FEMA has handled 160 disaster missions in the past five years. When it functions like an insurance agency, doling out grants up to $11,500 for hard- up families, it works marvels. But at the moment of crisis, the agency sometimes lacks even common sense. A relocation-assistance center for migrant workers, for instance, was first based at Miami airport, miles from the poor workers down in Homestead. FEMA's temporary relief centers along the roadways of south Dade are labeled simply DAC: nothing else, no clue to the befuddled homeowner that these are disaster assistance centers.
A delegation of Hurricane Hugo veterans from Charleston has already warned Dade County officials that the worst part is yet to come. "They document you to death. You have to document every nail on every roof," says Councilwoman Lombard sourly. "We had 600 miles of ditch to be cleaned. To document it, we had to walk it. Dade's got 200 miles of canals. Rest assured that FEMA will make them swim it to document it." Though Bush promised total reimbursement for storm cleanup efforts, the island city of Key Biscayne is already % squabbling with FEMA about reimbursement for early debris removal.
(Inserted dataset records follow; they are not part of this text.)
PR #1683, opened 2016-12-02
GSDX: Fix output texture height calculation

ssakash:
**Summary of changes**:

* Properly calculate the texture height on ``GetOutput()``, the bug was shared by all the renderers.

Previously, the value of the frame offset was also considered for the total height of the texture which was obviously wrong as the portion before the offset value isn't part of the frame memory. _Might_ help on fixing some GSdx bugs.

### DIFF
--- a/plugins/GSdx/GSRendererCL.cpp
+++ b/plugins/GSdx/GSRendererCL.cpp
@@ -169,7 +169,7 @@ GSTexture* GSRendererCL::GetOutput(int i, int& y_offset)
 	const GSRegDISPFB& DISPFB = m_regs->DISP[i].DISPFB;
 
 	int w = DISPFB.FBW * 64;
-	int h = GetFrameRect(i).bottom;
+	int h = GetFrameRect(i).height();
 
 	// TODO: round up bottom
 
--- a/plugins/GSdx/GSRendererCS.cpp
+++ b/plugins/GSdx/GSRendererCS.cpp
@@ -345,7 +345,7 @@ GSTexture* GSRendererCS::GetOutput(int i, int& y_offset)
 	const GSRegDISPFB& DISPFB = m_regs->DISP[i].DISPFB;
 
 	int w = DISPFB.FBW * 64;
-	int h = GetFrameRect(i).bottom;
+	int h = GetFrameRect(i).height();
 
 	// TODO: round up bottom
 
--- a/plugins/GSdx/GSRendererHW.cpp
+++ b/plugins/GSdx/GSRendererHW.cpp
@@ -219,7 +219,7 @@ GSTexture* GSRendererHW::GetOutput(int i, int& y_offset)
 
 	GSTexture* t = NULL;
 
-	if(GSTextureCache::Target* rt = m_tc->LookupTarget(TEX0, m_width, m_height, GetFrameRect(i).bottom))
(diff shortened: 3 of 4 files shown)


gregory38:
I don't think it is obvious. Beside nobody report any issue on this code ;) Potentially it only wastes memory.

FlatOutPS2:
You might as well replace it with GetDisplayRect().height as there won't be a difference.

ssakash:
> I don't think it is obvious. Beside nobody report any issue on this code ;) Potentially it only wastes memory.

Potentially this might fix the crash issues in NASCAR series games as we no longer consider those massive offset values.

> You might as well replace it with GetDisplayRect().height as there won't be a difference.

Well, the surrounding code uses a reference to FBW (framebuffer width) which is a reference to the frame memory, so for consistency I personally don't mind using ``GetFrameRect().height()`` instead.

FlatOutPS2:
> Potentially this might fix the crash issues in NASCAR series games as we no longer consider those massive offset values.

It will.

> Well, the surrounding code uses a reference to FBW (framebuffer width) which is a reference to the frame memory, so for consistency I personally don't mind using GetFrameRect().height() instead.

Actually, the entire GetFrameRect() is actually useless as it's values aren't used anywhere but the MergeCircuit anymore. It can just be merged into the MergeCircuit code.

ssakash:
> Actually, the entire GetFrameRect() is actually useless as it's values aren't used anywhere but the MergeCircuit anymore. It can just be merged into the MergeCircuit code.

Actually, I missed an important detail in my previous post on how ``GetFrameRect()`` differs from ``GetDisplayRect()``, we do special handling for games with double scan flag enabled on ``GetFrameRect()`` . For example, check games like ``Disgaea 2`` which have double scan flag enabled. Haven't checked it yet, but I'm 100% sure that replacing ``GetFrameRect().height()`` with ``GetDisplayRect().height`` would cause issues on such games.

https://github.com/PCSX2/pcsx2/blob/master/plugins/GSdx/GSState.cpp#L451
```
if (isinterlaced() && m_regs->SMODE2.FFMD && h > 1)
		h >>= 1;
```

FlatOutPS2:
> Actually, I missed an important detail in my previous post on how GetFrameRect() differs from GetDisplayRect(), we do special handling for games with double scan flag enabled on GetFrameRect() . For example, check games like Disgaea 2 which have double scan flag enabled. Haven't checked it yet, but I'm 100% sure that replacing GetFrameRect().height() with GetDisplayRect().height would cause issues on such games.

You could replace h = GetFrameRect().height with `h = isinterlaced() && m_regs->SMODE2.FFMD && h > 1 ? GetDisplayRect(i).height >>=1 : GetDisplayRect(i).height` or just reduce `GetFrameRect()` to `GetFrameHeight()`.

ssakash:
Fine, I have some future plans to swap around the merge circuit code to deal with some special cases on double scan games, I'll probably do it then. Not planning on delaying the merge of this PR. :)

gregory38:
Hum, FMV that requires a large framebuffer need to be tested.

FlatOutPS2:
> Hum, FMV that requires a large framebuffer need to be tested.

Do we have a list of those? :p

gregory38:
I'm too busy right now but maybe I could push all my gsdump into my google drive (2GB). There are xz compressed but support can be added on Windows too. Or maybe we have some room in PCSX2 server. This way we could merge all gs dump into a single repository.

Secretary Card is one of those who argue that it is FEMA, not the military, that needs to be doing a better job. "The military is not necessarily the best first response," he said. "But FEMA is much too bureaucratic. We need a more streamlined response that addresses people's concerns more than governmental concerns. People don't understand a DAC or an ERP, EST, DFOS. People at FEMA should be trained in the needs of victims so that if not empathy, they feel sympathy before they get here."
Faced by multiple simultaneous crises last week, the tiny federal agency and its 2,500 employees bristled at all the criticism over the Florida effort. "I can't tell you how much this annoys me," FEMA director Wallace Stickney wrote to employees in a memo last week praising them for a "great job." FEMA official Grant Peterson, sweat dripping from his brow after a visit to Capitol Hill, groused about the bad press. "We've got five disasters on our plate right now," he said. "If there is any morale problem here, it's because people are taking unfair shots at us."
One FEMA official, observing the magnitude of Hurricane Andrew's destructive force and the governmental disorder it caused, had an even gloomier thought. He wondered how Washington ever imagined FEMA could handle its ultimate disaster assignment: preserving the civilian government in a nuclear war. For FEMA, and indeed for the entire government, Andrew has provided an unwelcome lesson, one in humility.